I don't see what is so difficult or strange in the process where you first do a Top / Bottom center at a specific tension, then match that at Center Length positions. Doing so and then repeating that concentrically around the frame creates an even pull, and when a Corner is Finally reached, one simply pulls out diagonally, on 3 axis from the Corner to "Form-Fit" the Corner, staple it in place,then Trim off the excess material around the Frame.

Really...it's almost always the case that when someone has difficulty in doing something as directed, then the first thing that comes to mind is the the directions are at fault. Everyone has experienced those feelings, (...I know I have...) but in truth, and upon most cases of retrospect reflection, that is seldom the case. All that has to be done is to compare the many successful attempts against the few "OMG...what a mess!" ones and it becomes apparent that the issues lie with the individual, not with the application as a whole.

Now while I am NOT singling out Granroth here, his example is the only one at hand being discussed so it must be used. And...comments that seem to want to dismiss or discredit known methods that have found success always attract like comments...and that sort of thing can lead to many being both confused and misdirected.

Spandex is a forgiving material. If one does not make it work against itself. A good example is using a Pneumatic Stapler. If the Gun is not set to the right depth, and the staples are driven in excessively deep "...completely flat or recessed at all...) then yes...absolutely removal will be exceedingly difficult. Every Staple driven becomes a "commitment" to the process, and if an error is made, it adds difficulty to the equation.

The Over Stretching syndrome is something that must be experienced...and usually a "eyeball" judgement of having reached a sufficient pull to achieve a flattened layer doesn't happen until both Top and Sides have received equal amounts of staples. The solution never requires excessive tension...that only adds to the issue of unequal tension-ing.

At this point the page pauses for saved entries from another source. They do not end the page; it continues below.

PR #1466, opened 2016-09-22
Break ItemAdjustments apart and put the logic in OrderUpdater

jordan-brough:
This sets up tax updates in `OrderUpdater` so that all tax updates for an order
happen at the same time.

With `ItemAdjustments` we updated items in this order:

    - item 1
      - update promotions
      - update taxes
      - update cancellations
      - update totals
    - item 2
      - update promotions
      - update taxes
      - update cancellations
      - update totals

However, we need to invoke tax calculation on the order as a whole
(even though the results will be calculated & stored at the line/shipment level) in
order to provide a good extension point for external tax services. See #1252.
That means we need to do this:

    - update promotions
      - item 1
      - item 2
    - update taxes
      - item 1
      - item 2
    - update cancellations
      - item 1
      - item 2
    - update totals
      - item 1
      - item 2

I couldn't think of a reasonable way to refactor ItemAdjustments to be
able to do the above, without breaking backward compatibility in a
significant way. And if we're going to break backward compatibility
then moving this logic into OrderUpdater seemed like a better change
to me as a first step.

Once we have this in place we can start working on providing an
extension point in the "update taxes" step where external tax services
can be plugged in.


core/spec/models/spree/order_updater_spec.rb
```diff
@@ -67,6 +67,245 @@ module Spree
...
+                  order.reload
+                  expect(order.all_adjustments.count).to eq(2), 'Expected two adjustments'
+                  expect(order.all_adjustments.eligible.count).to eq(1), 'Expected one elegible adjustment'
+                  expect(order.all_adjustments.eligible.first.source.promotion).to eq(order_promo2), 'Expected promo2 to be used'
+                end
+              end
+            end
+
+            promo_sequences.each do |promo_sequence|
+              context 'with promo sequence #{promo_sequence}' do
```
jhawthorn: Single quotes prevents interpolation here

core/spec/models/spree/order_updater_spec.rb
```diff
@@ -67,6 +67,245 @@ module Spree
...
+
+                  order.reload
+                  expect(order.all_adjustments.count).to eq(2), 'Expected two adjustments'
+                  expect(order.all_adjustments.eligible.count).to eq(1), 'Expected one elegible adjustment'
+                  expect(order.all_adjustments.eligible.first.source.promotion).to eq(order_promo2), 'Expected promo2 to be used'
+                end
+              end
+            end
+
+            promo_sequences.each do |promo_sequence|
```
jhawthorn: It might make sense to group this loop with the previous identical one.

core/app/models/spree/order_updater.rb
```diff
@@ -164,5 +163,51 @@ def update_payment_state
...
+
+    def update_item_totals
+      [*line_items, *shipments].each do |item|
+        item_cancellation_total = item.adjustments.select(&:cancellation?).sum(&:amount)
+
+        item.adjustment_total = item.promo_total +
+                                item.additional_tax_total +
+                                item_cancellation_total
+
+        if item.changed?
```
jhawthorn: I think I disagree with our rubocop rules here.

core/app/models/spree/order_updater.rb
```diff
@@ -164,5 +163,51 @@ def update_payment_state
...
+
+    def update_cancellations
+      [*line_items, *shipments].each do |item|
+        item.adjustments.select(&:cancellation?).each(&:update!)
+      end
+    end
+
+    def update_item_totals
+      [*line_items, *shipments].each do |item|
+        item_cancellation_total = item.adjustments.select(&:cancellation?).sum(&:amount)
```
jhawthorn: It feels weird that `promo_total`, `included_tax_total`, and `additional_tax_total` are summed in their respective methods, but cancellations are not.

core/app/models/spree/order_updater.rb
jordan-brough: 👍 Updated in https://github.com/solidusio/solidus/pull/1467

core/spec/models/spree/order_updater_spec.rb
jordan-brough: Great idea. Done.

core/spec/models/spree/order_updater_spec.rb
jordan-brough: Thanks! Fixed by the update that groups this loop with the previous one.

core/app/models/spree/order_updater.rb
jordan-brough: Agreed. I've added a comment to that effect -- cancellation_total isn't persisted anywhere so we have to extract it here. (The others need to be done in their respective methods so that, e.g., tax calculations have the updated promo totals).

jordan-brough:
@jhawthorn thanks for the feedback!  I've added commits for all the comments.  I also rebased on latest master to get the updated rubocop rules.

core/app/models/spree/order_updater.rb
```diff
@@ -164,5 +174,71 @@ def update_payment_state
...
+        promotion_adjustments.each(&:update!)
+        Spree::Config.promotion_chooser_class.new(promotion_adjustments).update
+
+        item.promo_total = promotion_adjustments.select(&:eligible?).sum(&:amount)
+      end
+    end
+
+    # Update and select the best promotion adjustment for the order.
+    # We don't update the order.promo_total yet. Order totals are updated later
+    # in #update_adjustment_total since they include the totals from the ordre's
```
mtomov: typo in `ordre`

jordan-brough: Fixed. Thanks!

Now...that is not to say one cannot find an alternative way to apply Spandex. But one must be careful not to create issues where there should not be any. The Morie pattern seen on the Silver showed exactly what happens when one over compensates. The fabric spaces open up...allowing for the detailing of individual Threads and the spaces between them. But as also noted, the top layer mitigated that issue to a full extent. Had the surfaces been reversed there would have been visual hell to pay.

In any case, to err by being slightly less taunt is better than trying to pull Spandex too tightly...either to compensate for having too little material, or in the attempt to equalize imperfect tension-ing. And lastly, Granroths eventual success still shows how well Spandex can adapt to almost any circumstance short of wholesale ineptitude. And Granroth's effort was certainly far, far elevated above that level. Determination to succeed counts for everything in DIY......but sadly, for all too many the primary emphasis seems to be "easy and cheap" only. Almost in every case where excellence in end results is desired, one gets out of one's efforts what they put into it.

And again, that is evidenced by Granroth's efforts.

"They said it couldn't be done. Well, we sure showed 'em otherwise!"